In late May, a jury acquitted Ficano of felony cannabis charges.
As he walked out of the courtroom, Ficano counted on his lawyer.
“Where do I go to get my guns and my cash?”
“You still have a civil case pending,” defense lawyer Dustin Marcello told him. “They don’t need to let that go.”
After Ficano’s arrest in Oct. 2012, the Clark County District Attorney’s workplace submitted a civil forfeiture suit to keep the nearly $52,000 in money found in a safe and 26 weapons discovered in his home.
Initially, the forfeiture fit seemed to wrap up quickly after the acquittal. Within days, prosecutors consented to dismiss the civil procedures and permit the 65-year-old to collect his money and his weapons. Part of that deal, nevertheless, suggested that Ficano needs to pass up any interest that might have been earned in the three years the state had his cash.
Efforts to reach Thomas Moreo, who runs the civil forfeiture system with the Clark County District Lawyer’s Workplace, were not successful.
Ficano’s legal representatives had a judge sign off on the offer, and Ficano got a look for $51,772 about a month after his trial ended. But when he and his lawyers called the City proof vault so he could gather the guns, police just weren’t so quick on the draw.
City spokesman Officer Larry Hadfield stated anybody retrieving weapons should complete a kind and go through a background check to make sure there are no other convictions or pending charges.
“We could not in great faith release a firearm to someone,” Hadfield said. “Exactly what if there was another pending case?”
That process could take anywhere from a couple of weeks to 5 months, though Marcello stated detectives in Ficano’s case might quicken the treatment.
The weapons are mostly antique lever-action rifles, collectible handgun sets and historic muskets inherited from his dad.
Ficano said he has receipts for any weapons he bought. He estimated the value of the collection in between $22,000 and $25,000.
“I’ll feel a lot much better once I get my weapons back,” he stated.
Police informed him that he could not get his guns back if they found that he had an unpaid traffic ticket somewhere.
Marcello called the process “insanity,” thinking about Ficano has never ever been convicted of a crime, and police are holding home they know belongs to Ficano.

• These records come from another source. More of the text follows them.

PR #948, opened 2019-02-21
Table detail accessibility and focus management improvements

jamesjacobs:
Various accessibility improvements, including:

1. Added `role="dialog"` and  `aria-modal="true"` to table detail panel
2. Trapping focus inside of the open panel
3. Returning focus to triggering element
4. Attaching panel to `main` landmark if one is present
5. ESC to close

No breaking changes.


js/TableDetailComponent.js
```diff
@@ -18,20 +18,33 @@ class TableDetailComponent {
...
-            '       <button type="button" class="close table-detail__header-close" data-table-detail-close-panel aria-hidden="true">&times;</button>' +
+            '       <button type="button" class="close table-detail__header-close" data-table-detail-close-panel aria-label="Close"><span aria-hidden="true">&times;</span></button>' +
             '       <h1 class="table-detail__title" data-table-detail-panel-title>Detail</h1>' +
             '   </div>' +
             '   <div class="table-detail__body" data-table-detail-panel-body></div>' +
             '</div>'
-        );
+            ),
+            $elementToAppendTo,
+            $containerHasMainElement = this.$html.find('main'),
```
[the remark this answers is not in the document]
Stanton: Spotted you do this in the `trapFocus()` method, so would be a little consistency

js/TableDetailComponent.js
```diff
@@ -99,6 +134,66 @@ class TableDetailComponent {
...
+        // Remove previously bound listener
+        this.$html.off('keydown', this.boundKeydownListener);
+    }
+
+    /**
+     * Listen for keyboard navigation, trap tabbing within the panels focusable elements
+     * @param {jQuery} $focusableElements - Collection of focusable elements in the details panel
+     */
+    keydownListener ($focusableElements, event) {
+        let keyCode = event.keyCode || event.which;
```
mikedevelops: The general consensus is that `let` should be used in contexts where the variable will be reassigned. In situations where a variable is declared and assigned once, it should probably be a `const`.

There is an interesting argument / quite sweary rant (https://jamie.build/const) that you should only ever use `let` because javascript "constants" can be mutated, I can understand the principle, but I'm not sure I agree with it. I think the distinction between `let` and `const` is useful because when skimming code it's easy to reason about which variables may end up reassigned.

js/TableDetailComponent.js
```diff
@@ -18,22 +18,39 @@ class TableDetailComponent {
...
 
         this.$table = this.$html.find('[data-table-detail-table]');
 
-        // Add backdrop and detail panel if UI contains a table detail pattern
-        if (this.$table.length) {
-            this.$html.find('body')
-                .append('<div class="table-detail-backdrop"></div>')
-                .append($panelHtml);
+        // Check panel hasn't already been added, in case of a datatable re-initting this component on paginated page draw
+        if ($panelAlreadyExists.length === 0) {
```
Stanton: shorter with `if (!$panelAlreadyExists.length) {` ?

js/TableDetailComponent.js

“They’re stating the administration supersedes any sense of right,” Marcello said. “You’re guilty until proven innocent. It’s the precise opposite every thing we’ve ever been taught or find out about the legal system. It’s not a reasonable system. It’s not simply. And it’s wrong. There’s no due process. They just take, and the bureaucracy is larger than exactly what corrects or incorrect.”

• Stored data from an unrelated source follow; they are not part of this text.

Issue #951, opened 2019-03-05
Main content can be mis-aligned by mobile swipe


jamesjacobs:
**Describe the bug**
On mobile devices, swiping left reveals a large white area.

**To Reproduce**
1. Load a Pulsar UI on mobile
2. Swipe left
3. Main content moves off screen.

This is due to change in #946 

**Expected behavior**
Content should not move off screen.

**Screenshots**
![image](https://user-images.githubusercontent.com/756393/53817195-d7b4c400-3f5c-11e9-8a87-9460f9b03eee.png)

**Smartphone (please complete the following information):**
 - Device:iPhone simulator
 - OS: iOS
 - Browser: Safari

PR #952, opened 2019-03-05
Fix mobile swipe issue

jamesjacobs:
Fixes issue reported in #951
UI can no longer be swiped to the left.
Original fix for search bar being obscured after jumping to a page fragment still works.


jamesjacobs:
Browser tested fix and original fragment fix in:
- Chrome
- Firefox
- Safari
- IE11-9
- iOS safari

Issue #787, opened 2018-03-22
Tab order when triggering secondary navigation needs improvement


jamesjacobs:
**Current behavior:**
![secondary nav tab order](https://user-images.githubusercontent.com/756393/37783319-1908b920-2ded-11e8-949a-fbd753a2f21f.gif)

When you open the secondary navigation via keyboard, you have to tab through the rest of the primary nav items before being able to access the opened secondary nav links.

When police appeared at Ficano’s door, he concealed nothing. He let the officers enjoy the World Series while they gunned through every space in his house.
He even pointed them to the safe where he kept a mix of antique currency, bills from the 1980s, 1990s and early 2000s, silver certificates and some money he saved throughout his 36-year furniture repair work profession. The antique bills are lost permanently, Ficano said.

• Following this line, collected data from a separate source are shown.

Issue #164, opened 2017-12-21
Create a faucet button for paywall


vctt94:
When on testnet, the UI should provide a "Pay with testnet faucet" button to allow users who complete new user registration to easily pay. It should POST to the form on the Decred Testnet Faucet page with the paywall address and the amount set to 0.1 DCR.

On success, it should probably set some variable in local storage that indicates the user has already paid but needs to wait for confirmation, and navigate to some page that explains the transaction must reach 2 confirmations before it allows submission.

Link for faucet: https://faucet.decred.org/

PR #165, opened 2017-12-27
Paywall

### LINKED ISSUE #106: add paywall component
Need to port the bootstrap+jquery widget from dcrpayments.

vctt94:
fixes #106 

Still need some styling and a faucet button for automatic testing, as mentioned at #164 

Right now is needed to manually change the paywall address for testing.


dajohi:
@vctt94 fix the test failures?

vctt94:
Tests are failing because of https://github.com/decred/politeiagui/issues/147

src/selectors/api.js
```diff
@@ -138,3 +138,8 @@ export const setStatusProposalIsRequesting = isApiRequestingSetStatusProposal;
 export const setStatusProposalToken = compose(get("token"), apiSetStatusProposalPayload);
 export const setStatusProposalError = apiSetStatusProposalError;
 export const redirectedFrom = get(["api", "login", "redirectedFrom"]);
+export const paywallAddress = compose(get("paywalladdress"), apiNewUserResponse);
+export const paywallAmount = compose(get("paywallamount"), apiNewUserResponse);
+export const VerificationToken = compose(get("verificationToken"), apiNewUserResponse);
```
sndurkin: The variable name here should use camelCase, and the string that's sent from Politeia will be all lowercase (same issue with the 2 lines below this).

src/connectors/paywall.js
```diff
@@ -0,0 +1,17 @@
+import { connect } from "react-redux";
+import { bindActionCreators } from "redux";
+import * as sel from "../selectors";
+import * as act from "../actions";
+
+export default connect(
+  sel.selectorMap({
+    paywallAddress: sel.paywallAddress,
+    paywallAmount: sel.paywallAmount,
+    VerificationToken: sel.VerificationToken,
```
sndurkin: We should use camelCase here.

vctt94:
Thanks for reviewing my PR.

I believe we can use in-line instead of a modal, should I remove the modal from the code? The way it is now, I believe it can be reusable for some modal we may have someday. 

I can change the polling for another place where it is always called, like the navbar. But I agree with you, it is better to wait for the server to inform it is paid.

But are we going to wait for the server to say it is paid and check for the mined blocks on the gui? Or will it be all on the server side and the gui only asks if it good to access the submit proposal area?

sndurkin:
> But are we going to wait for the server to say it is paid and check for the mined blocks on the gui? Or will it be all on the server side and the gui only asks if it good to access the submit proposal area?

I think the server will reply with `hasPaid` on `/user/login` and `/user/me`, and if it's false, the GUI will poll for mined blocks, because it's possible that the user verifies his email, logs in, and then the transaction is confirmed on the blockchain he clicks around on the site. In that case, we will want to enable commenting and proposal submissions without the user having to press F5 to refresh the browser. Does that make sense?

vctt94:
I removed the modal and made it a normal component, I created the hadPaid, which is get from login and me, and added the poll on the header if it hasPaid === false. But we have a problem, I may not have the paywall address and I am not sure if it makes sense to send it together with `/user/login` and `/user/me` route. What do you think?

mocks/api/v1/user/me/GET.json
```diff
@@ -1,4 +1,5 @@
 {
-  "email": "foo@foo.com",
-  "isadmin": true
-}
+    "hasPaid": true,
```
sndurkin: This should be all lowercase.

src/lib/external_api.js
```diff
@@ -0,0 +1,14 @@
+const dcrdataURL = (network, address) => `https://${network}.dcrdata.org/api/address/${address}/raw`;
+const getRawAddresses = (network, address) => fetch(dcrdataURL(network, address)).then(r => {
+  // work around when transactions are not paid and dcrdata api returns Unprocessable Entity
+  if(r.statusText === "Unprocessable Entity") {
+    return null;
+  }
+  return r.json();
+});
+
+export const getPaymentsByAddress = address => {
```
jolan: Makes more sense to just check the first letter of the payment address. i.e. D = mainnet, T = testnet

src/components/Paywall/Page.js
```diff
@@ -0,0 +1,27 @@
...
+  <div className="modal-wrapper">
+    <div className="paywall-header">
+      <h2 className="paywall-header-title">Paywall</h2>
+    </div>
+    <div className="paywall-content">
+      <p>Please send exaclty {props.paywallAmount}DCR to <br/>{props.paywallAddress}</p>
+    </div>
+    <div>
+      Status: {
+        grantAccess ?  <p>Approved</p> : <p>Waiting for blocks to get mined</p>
```
sndurkin: Let's call this "Payment received" and "Waiting for payment"

src/components/Paywall/Page.js
```diff
@@ -0,0 +1,27 @@
...
+  onSubmit,
+  grantAccess,
+  ...props
+}) => (
+  <div className="modal-wrapper">
+    <div className="paywall-header">
+      <h2 className="paywall-header-title">Paywall</h2>
+    </div>
+    <div className="paywall-content">
+      <p>Please send exaclty {props.paywallAmount}DCR to <br/>{props.paywallAddress}</p>
```
sndurkin: Typo, should be "exactly".

src/components/Paywall/Page.js
```diff
@@ -0,0 +1,27 @@
...
+    </div>
+    <div>
+      Status: {
+        grantAccess ?  <p>Approved</p> : <p>Waiting for blocks to get mined</p>
+      }
+    </div>
+    <div className="paywall-footer">
+      <a className="btn">Pay!</a>
```
sndurkin: I don't think a button is necessary here, because the user will pay with Decrediton, right?

src/components/Paywall/index.js
```diff
@@ -0,0 +1,54 @@
...
+import PaywallPage from "./Page";
+import paywallConnector from "../../connectors/paywall";
+
+class Paywall extends React.Component {
+  constructor(props) {
+    super(props);
+    this.state = this.getInitialState();
+  }
+
+  getInitialState() {
```
tiagoalvesdulce: getInitialState should not be used with ES6 classes, you can initialize the state in the constructor.

src/components/Paywall/index.js
```diff
@@ -0,0 +1,54 @@
...
+        }}
+      />
+    );
+  }
+
+  resetState() {
+    this.setState(this.getInitialState());
+  }
+
+  onSubmit() {
```
tiagoalvesdulce: onSubmit function is empty here.

vctt94:
I fixed your comments and also I added a warningPaywallNotPaid component for not showing the submit proposal button and save button on comments.

src/components/snew/CommentForm.js
```diff
@@ -77,18 +79,23 @@ const CommentForm = ({
...
-                className="cancel"
-                onClick={() => onSetReplyParent()}
-                type="button"
-              >
-              cancel
-              </button>)) || null}
-            </div>
+            {
+              !grantAccess ? <WarningPaywallNotPaid
+                message="You can not Comment on proposals before paying the paywall" /> : (
```
sndurkin: 2 comments:

* Could you include the Save button but just disable it and the text area? I think it will make it a little clearer that this is the comment form if the button is present too.
* I'd like to refrain from calling it a paywall, can you rephrase it to: "You must pay the registration fee before you can comment on proposals"

src/components/snew/SubmitTextSidebox.js
```diff
@@ -1,26 +1,30 @@
...
+            Submit a new Proposal
+          </Link>
+          <div className="nub" />
+        </div>
       </div>
     </div>
-  </div>
-) : null;
+  ) : <WarningPaywallNotPaid
+    message="You can not send Proposals before paying The Paywall" />
```
sndurkin: Same comments here:

* Could we show the "Submit a new proposal" button but disable it?
* Can you rephrase the message to: "You must pay the registration fee before you can submit a proposal."

src/actions/external_api.js
```diff
@@ -0,0 +1,68 @@
...
+  return txid;
+};
+
+const checkTransaction = (transaction, addressToMatch, amount) => {
+  let addressSeen = false;
+  let addressValue = 0;
+  for (let voutData of transaction["vout"]) {
+    const addresses = voutData["scriptPubKey"]["addresses"];
+    if (addresses) {
+      addresses.forEach(address => {
```
tiagoalvesdulce: This line is throwing a [no-loop-func](https://eslint.org/docs/rules/no-loop-func) warning. You should basically create a function outside the `for (let voutData ... )` loop and call it inside the `addresses.forEach`.

vctt94:
Made the sean changes and I changed forEach, because it needs a callback function.

mocks/api/v1/user/me/GET.json
```diff
@@ -1,5 +1,4 @@
 {
-    "email": "foo@foo.com",
```
tiagoalvesdulce: Removing this messes up with `yarn uidev` and Travis

vctt94:
Ok, I am redirecting now and I returned the email to the mock api.

I believe we should not have tests depending on the mock API. If the test need to be logged in to pass, it needs to login. Maybe we should have an issue for that.

Issue #82, opened 2017-10-30
receive and verify bundle after proposal submission


behindtext:
the censorship token amounts to a signature from a particular pi instance confirming that a proposal submission has been received. instead of having users lookup their proposal by id or censorship token to check its status, the user should be prompted to download a "proposal bundle", which would contain all the censorship data, along with the file(s) that make up the proposal.

beyond prompting the user to download a proposal bundle, there needs to be a simple tool that users can run to verify a censorship token is valid. this is important not only for the user being censored, but also other users who wish to verify the proposal in question was indeed censored.

sndurkin:
> instead of having users lookup their proposal by id or censorship token to check its status

Users will still need to access Politeia to check on a proposal's status.


> the user should be prompted to download a "proposal bundle"

@go1dfish, is this something the UI can do without any server involvement, or will the bundle have to be hosted by the server for a period of time?

tiagoalvesdulce:
Working on it

PR #167, opened 2017-12-29
Download Proposal Bundle

tiagoalvesdulce:
Closes https://github.com/decred/politeiagui/issues/82


src/selectors/api.js
```diff
@@ -105,6 +105,8 @@ export const isAdmin = bool(or(
   compose(get("isadmin"), apiMeResponse),
   compose(get("isadmin"), apiLoginResponse)
 ));
+
+export const serverIdentity = state => state.api.init.response && state.api.init.response.identity;
```
sndurkin: The API docs are apparently wrong, it's not called `identity` but rather `pubkey`: https://github.com/decred/politeia/blob/master/politeiawww/api/v1/v1.go#L249

I think the code was changed and the docs weren't updated, I'll submit a PR to fix that.

PR #173, opened 2018-01-08
Manage keys

### LINKED ISSUE #168: User needs a way to generate a new keypair
We need a new page or a section on the user profile page that allows the user to generate a new keypair and submit it to the server, to accommodate the case where the user loses his private key. The server will deactivate his old keypair and activate the new one.

This issue depends on decred/politeia#168.

fernandoabolafio:
Fixes #168 
The key can be update on `localhost:3000/user/profile/` clicking on 'Update key'
It will generate a verification token that can be grabbed from the logs.
With the verificationtoken in hand go to
`localhost:3000/user/key/verify/?verificationtoken=<verififcationtoken>`


src/components/VerifyKey/index.js
```diff
@@ -0,0 +1,51 @@
...
+import PageLoadingIcon from "../snew/PageLoadingIcon";
+import verifyKeyConnector from "../../connectors/verifyKey";
+import qs from "query-string";
+import Message from "../Message";
+
+class VerifyKey extends Component {
+  componentWillMount() {
+    if (isEmpty(this.props.location.search)) {
+      this.props.history.push("/user/login");
+      return;
```
brunobraga95: you dont really need this return, not that it makes a different but it is good to avoid verbose.

src/Routes.js
```diff
@@ -41,6 +42,7 @@ class Routes extends Component {
         <Route path="/user/verify/success" component={VerifySuccess} />
         <Route path="/user/verify/failure" component={VerifyFailure} />
         <Route path="/user/verify" component={Verify} exact={true} />
```
brunobraga95: you dont need to explicit the value `true`,  `<Route path="/user/verify" component={Verify} exact />` should be enough

src/Routes.js
```diff
@@ -41,6 +42,7 @@ class Routes extends Component {
...
+        <Route path="/user/key/verify" component={VerifyKey} exact={true} />
```
brunobraga95: you dont need to explicit the value `true`,  `<Route path="/user/verify" component={Verify} exact />` should be enough

src/components/VerifyKey/index.js
```diff
@@ -0,0 +1,51 @@
+import React, { Component } from "react";
```
brunobraga95: could import `prop-types` and use it for this component? I know we are not going to refactor the whole project right now, and it makes sense. But it is good to start using it at least on new components

src/components/UserProfile.js
```diff
@@ -2,14 +2,40 @@ import React from "react";
 import connector from "../connectors/userProfile";
 import PasswordChange from "./PasswordChange";
 import PrivateKeyIdentityManager from "./PrivateKeyIdentityManager";
+import Message from './Message';
+
+const UpdatedKeyMessage = ({email}) => (
+  <span>
+    Successfull updated your key! Please check your email at
```
sndurkin: Minor typo, should be "Successfully"

fernandoabolafio:
@brunobraga95  @sndurkin  I've updated the code and rebased, should be go to go. Thanks for reviewing.

sndurkin:
Thanks for re-reviewing Bruno.

Issue #163, opened 2017-12-21
Landing Page 


fernandoabolafio:
See https://github.com/decred/politeia/issues/59 and #106

fernandoabolafio:
Depends on https://github.com/decred/politeia/issues/194

tiagoalvesdulce:
Workin on it based on https://github.com/decred/politeia/pull/200

PR #177, opened 2018-01-15
Landing Page with user proposals

tiagoalvesdulce:
Created a new route called `user/:userid/proposals` that will be the new landing page where the user is redirected to after the login. I am not sure if we want the `userid` on the URL, so LMK your thoughts on this.

Closes https://github.com/decred/politeiagui/issues/163.


sndurkin:
I was thinking that the proposal list could be on the main user page, so the url would be `/user/:userid`, but I'm not sure what we would do with the Reset Password or the identity management area.

@go1dfish what do you think?

tiagoalvesdulce:
Yes, I think the headers are a good idea. Also, I'll be adding a Dropdown (https://github.com/decred/politeiagui/issues/193) on my next PR that will add a way to easily access `user/proposals` from the UI.

src/connectors/proposals.js
```diff
@@ -9,7 +9,8 @@ export default connect(
     isAdmin: sel.isAdmin,
     proposals: sel.vettedProposals,
     error: sel.vettedProposalsError,
-    isLoading: sel.vettedProposalsIsRequesting
+    isLoading: sel.vettedProposalsIsRequesting,
+    header: () => "Vetted Proposals"
```
sndurkin: Let's call this "Active Proposals" for now.

src/components/snew/Content.js
```diff
@@ -11,8 +11,10 @@ export const CustomContent = ({
   proposals,
   isLoading,
   error,
+  header,
   ...props
 }) => {
+  console.log(header);
```
sndurkin: I think you forgot to remove this.

PR #184, opened 2018-01-19
[REVIEW-169]: handling onLogin key mismatch

### LINKED ISSUE #169: Need to display a message when there is a key mismatch between client and server
When the user logs in, the server sends the active public key that it has in the DB for that user. If this public key doesn't match the browser's local key (or there isn't a local key at all), the user should be alerted that he won't be able to perform any actions until it's resolved. The user should be directed to the user profile section for managing his keys so that he can either import an existing private key or generate a new one.

The message should probably be displayed on all pages and, additionally, actions like submitting proposals and comments should be disabled.

This issue sort of depends on #168; the message can be implemented before #168 is closed but will probably have to be slightly amended after it's in.

brunobraga95:
fix #169 
to remove the modal, just follow the instruction at #173 
image


fernandoabolafio:
Something has broken on the login page layout. See how it is on `upstream/master` branch:
screen shot 2018-01-29 at 12 17 53 pm
See how it looks on your branch:
screen shot 2018-01-29 at 12 18 37 pm

Also the proposal containers are overlapping the login form. Making it impossible to be selected. See:
screen shot 2018-01-29 at 12 18 46 pm

src/App.js
```diff
@@ -14,7 +15,12 @@ class Loader extends Component {
   }
 
   render() {
-    return this.props.children;
+    return (
+      <div>
+        { this.props.pubkeyMismatch && this.props.loggedIn && <TopModal label='Key mismatch, please solve this on the user profile screen to proceed with actions' /> }
```
fernandoabolafio: Please, wrap this with the Message component (type = error).
Also link the "user profile" to the user profile route.

brunobraga95: The problem related to the layout will probably be fixed with a simple rebase. About the ErrorWrapper, it is not that straightforward because message component has a `relative` position. After trying it I realized I would need to make a few changes in the CSS, and based on the fact that we will go through a redesign I believe such a thing can be delayed, what you think?

Also, the top modal will always appear as long as the key in the local storage is different than the one received from the api, which is the issue description. I would suggest opening a new issue that is just about this change, not really sure.

About the click to redirect to user profile screen, yeah, I forgot about it, good catch.

src/App.js
```diff
@@ -25,11 +55,9 @@ export default class App extends Component {
     return (
```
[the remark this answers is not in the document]
brunobraga95: I will check this out.

fernandoabolafio:
There still a few problems here:
The overlapping issue is solved but the white wrapper has disappear now, see:
screen shot 2018-02-05 at 8 05 23 pm

About the success screen for key verification, you can detect the key has successfylly update by lookin at the action `API_RECEIVE_VERIFIED_KEY`. It (if occur successfully will update the value `api.verifyUserKey.response` to `{success: true}`. Using that you can hide the modal withou need of refreshing the page.

fernandoabolafio:
LGTM 
Only check why the tests aren't passing and I thinkg it can go in.
@sndurkin can you please review this too?

sndurkin:
Implemented in #222.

He most likely might have defended the return of the weed– 68 plants and 24 pounds of finished cannabis that Ficano would utilize to make medical pot– but even at the time of his arrest some had actually been saved in the jars so long that it was moldy. The majority of the plants were either male or too immature to produce buds.
For practically 3 years Ficano dealt with two felony counts, one of which might have sent him to jail for up to One Decade. Up until 2012, he had no criminal record.
In Nevada, convicted felons are not permitted to have guns.
After a four-day trial, jurors took about an hour to acquit Ficano on charges of ownership of marijuana and ownership of cannabis with the intent to sell.
Ficano’s attorneys, Dustin Marcello and Mike Miceli, generated 3 of Ficano’s neighbors– a firemen, a former police sergeant and a school district employee– who all stated they did not believe he would offer the drug.
Considering that Ficano was detained, Nevada lawmakers have legalized pot dispensaries that would help avoid a situation like the one Ficano found himself in.
In 2012 medical usage of marijuana was permitted, but those licensed to utilize it were required to grow their own at home. So when investigators knocked on Ficano’s door he let them in. He had a medical cannabis license and a note from his physician that said he could possess more than the legal limit of 2.5 ounces of marijuana and not more than 12 plants.
Defense lawyers said that the doctor’s waiver did not plainly state how much pot Ficano might have, and he was never given instructions on ways to grow the plant and make an edible item.
Ficano has actually established arthritis and scoliosis as well as utilized pot to relieve remaining discomfort from an automobile accident.
After the crash, Ficano was recommended painkillers and ended up being addicted. Medical cannabis helped him kick that obsession, he said.
Now, with the felony charges behind him, Ficano prepares to cash the check and continue on with his life.
He still has some guns the police didn’t discover during the raid, and he always carries a small pistol on his hip for protection.
“I gave up battling years back,” he stated. “I don’t want to harm no one. But I ain’t gon na let no one injure me.”